--- Exercise details ---
Take each line below that has "issue" and copy it.
Task data START
PR #3865, opened 2021-12-23
[Lang] Enable dynamic indexing of matrix field elements when possible

strongoier:
Related issue = #2590

After this PR, dynamic indexing of matrix field elements will be enabled when `dynamic_index=True` is set during `ti.init()` and `dynamic_index_stride` is successfully calculated (#3854).

To achieve that and keep code simple, this PR does a lot of refactoring:
- Unify `local_subscript_with_offset` and `global_subscript_with_offset` into `make_tensor_element_expr`;
- Pass `dynamic_index_stride` into `TensorElementExpression` instead of calculating stride inside `TensorElementExpression`, which is not feasible now.


k-ye (approved):
LGTM!

PR #3880, opened 2021-12-25
[dx11] Add DX11 device interface definition

quadpixels:
Related issue = #992

This is the first part in an attempt to break down and refactor PR #3776.

During the refactor, a few things have changed (example: I would want to add a class to read information form the DX11 info queue for some functional testing), but it seems no matter what the refactor looks like, this interface boilerplate would be the same. So creating a pull request here.


bobcao3 (approved):
LGTM!

python/taichi/lang/__init__.py
```diff
@@ -16,6 +16,7 @@
 import taichi.lang.linalg_impl
 import taichi.lang.meta
 from taichi._lib import core as _ti_core
+print(_ti_core.__file__)
```
ailzhang, line 19: not necessary?

ailzhang (changes requested):
Great work!
nit: please remove the additional print before merging :D

python/taichi/lang/__init__.py
quadpixels: This was added for resolving an installation issue, it is now removed.

quadpixels:
> Great work! nit: please remove the additional print before merging :D

Thanks for the comments!
Removed the print statement in the new version of the pull request.

ailzhang (approved):
Thanks!

PR #3883, opened 2021-12-27
[opengl] Reduce repeated read to args buffer.

ailzhang:
* #3884
* __->__ #3883

Note this change doesn't show any improvemance on desktop (likely due to
caching), but it improves perf on android (a snapdragon device which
Task data END
--- Solution below ---
Related issue = #2590
Related issue = #992
quadpixels: This was added for resolving an installation issue, it is now removed.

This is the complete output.